TASK STATEMENT ▸
Write out the data below exactly, beginning with the first line and ending once the line that has "OliverJAsh, line 410: What" is written.

INFORMATION PROVIDED ▸
PR #1259, opened 2020-07-01
Record / ReadonlyRecord: handle this in `hasOwnProperty`, fix #1249

### LINKED ISSUE #1249: Re-exporting the Record module creates a runtime exception
### Current Behavior

We usually "extend" some modules with our own operators and we do this by re-exporting the module from another file such as:

```ts
// modules/Record/index.ts
export * from 'fp-ts/lib/Record';
export * from './operators';

// modules/Record/operators.ts
import * as R from 'fp-ts/lib/Record';

export const fn = () => {}
```

So in the codebase, we can do:

```ts
import * as R from 'modules/Record';

R.fn();
R.keys();
...
```

We've been doing that for different modules such as `Option`, `Array`, `Either` etc and all is good but for some reason re-exporting `Record` creates the following runtime exception

image

### Expected behavior

No runtime exception. Allowing us to re-export the module to extend it.

### Your environment

| Software   | Version(s) |
| ---------- | ---------- |
| fp-ts      |           2.6.5 |
| TypeScript |            3.9.2|

gcanti:


test/ReadonlyRecord.ts
```diff
@@ -407,6 +407,11 @@ describe('ReadonlyRecord', () => {
     const x: _.ReadonlyRecord<string, number> = { a: 1 }
     assert.deepStrictEqual(_.hasOwnProperty('a', x), true)
     assert.deepStrictEqual(_.hasOwnProperty('b', x), false)
+    // TODO: remove in v3
```
OliverJAsh, line 410: What will we do instead of this in v3?

PR #1264, opened 2020-07-09
Task: implement neglect function

cyberixae:
This PR adds `neglect` function that turns a Task into a detached background job.

### DIFF
--- a/docs/modules/Task.ts.md
+++ b/docs/modules/Task.ts.md
@@ -55,6 +55,7 @@ Added in v2.0.0
 - [model](#model)
   - [Task (interface)](#task-interface)
 - [utils](#utils)
+  - [neglect](#neglect)
   - [never](#never)
 
 ---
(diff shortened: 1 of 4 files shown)


gcanti:
@cyberixae not sure I'm following, `neglect` is just the `identity` function

```ts
export const neglect: (t: Task<unknown>) => IO<void> = identity
```

cyberixae:
> @cyberixae not sure I'm following, `neglect` is just the `identity` function
> 
> ```ts
> export const neglect: (t: Task<unknown>) => IO<void> = identity
> ```

On type level they are the same but if you `console.log` the `void` returned by my `neglect` implementation it actually returns `undefined` since it discards the Promise instead of returning it. If I replace the implementation with `identity` the void value will be `Promise<something>` at run time, which I find to be a bit confusing.

gcanti:
What I meant is that I don't see how `neglect` would be useful in practice since is just the identity function.

Also, keep in mind that in TypeScript `void` doesn't mean that a function returns `undefined` at runtime

```ts
const f: (s: string) => void = (s) => s.length // no error
```

Thanks for this PR but I'm afraid I can't accept it

cyberixae:
Wait, what?! I encountered the problem because I was using the `function` keyword instead of double arrow. See the attached screenshot.

vscerr

cyberixae:
Anyway, thanks for reviewing the PR. I never noticed before that void behaved that way with double arrow.

PR #918, opened 2020-09-25
Fix "TypeError: graphqlHTTP is not a function" in Passing Arguments page, GraphQL js tutorial

echamudi:
The current example of the rollDice API code contains an error.
```
TypeError: graphqlHTTP is not a function
```

This patch will make it run.

PR #925, opened 2020-10-06
Update import statement in "Passing Arguments" from Tutorial-PassingArguments.md 

joshwreford:
The import statement for `graphqlHTTP` is incorrect. It throws an error when copied and pasted locally.


carolstran:
Good fix, but as you already mentioned - this is a duplicate of #918. So I'm going to close it, but thanks for caring enough to open a fix!

PR #931, opened 2020-10-15
Update Tutorial-PassingArguments.md

muzhaqi16:
use named import when importing graphqlHTTP from express-graphql
Added curly brackets


carolstran:
Good fix 🐛 🔥  This is a duplicate of #918 though, so I'm going to close it - but thanks for caring enough to open a fix!

PR #933, opened 2020-10-15
Fix graphqlHTTP imports

carolstran:
There have been a bunch of PRs related to the lack of curly braces when importing `graphqlHTTP` in code samples - so I went through and fixed the rest of the bugs 🧑‍🚒


IvanGoncharov (approved):
@carolstran Thanks a lot 👍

EXERCISE OUTPUT ▸
PR #1259, opened 2020-07-01
Record / ReadonlyRecord: handle this in `hasOwnProperty`, fix #1249

### LINKED ISSUE #1249: Re-exporting the Record module creates a runtime exception
### Current Behavior

We usually "extend" some modules with our own operators and we do this by re-exporting the module from another file such as:

```ts
// modules/Record/index.ts
export * from 'fp-ts/lib/Record';
export * from './operators';

// modules/Record/operators.ts
import * as R from 'fp-ts/lib/Record';

export const fn = () => {}
```

So in the codebase, we can do:

```ts
import * as R from 'modules/Record';

R.fn();
R.keys();
...
```

We've been doing that for different modules such as `Option`, `Array`, `Either` etc and all is good but for some reason re-exporting `Record` creates the following runtime exception

image

### Expected behavior

No runtime exception. Allowing us to re-export the module to extend it.

### Your environment

| Software   | Version(s) |
| ---------- | ---------- |
| fp-ts      |           2.6.5 |
| TypeScript |            3.9.2|

gcanti:


test/ReadonlyRecord.ts
```diff
@@ -407,6 +407,11 @@ describe('ReadonlyRecord', () => {
     const x: _.ReadonlyRecord<string, number> = { a: 1 }
     assert.deepStrictEqual(_.hasOwnProperty('a', x), true)
     assert.deepStrictEqual(_.hasOwnProperty('b', x), false)
+    // TODO: remove in v3
```
OliverJAsh, line 410: What will we do instead of this in v3?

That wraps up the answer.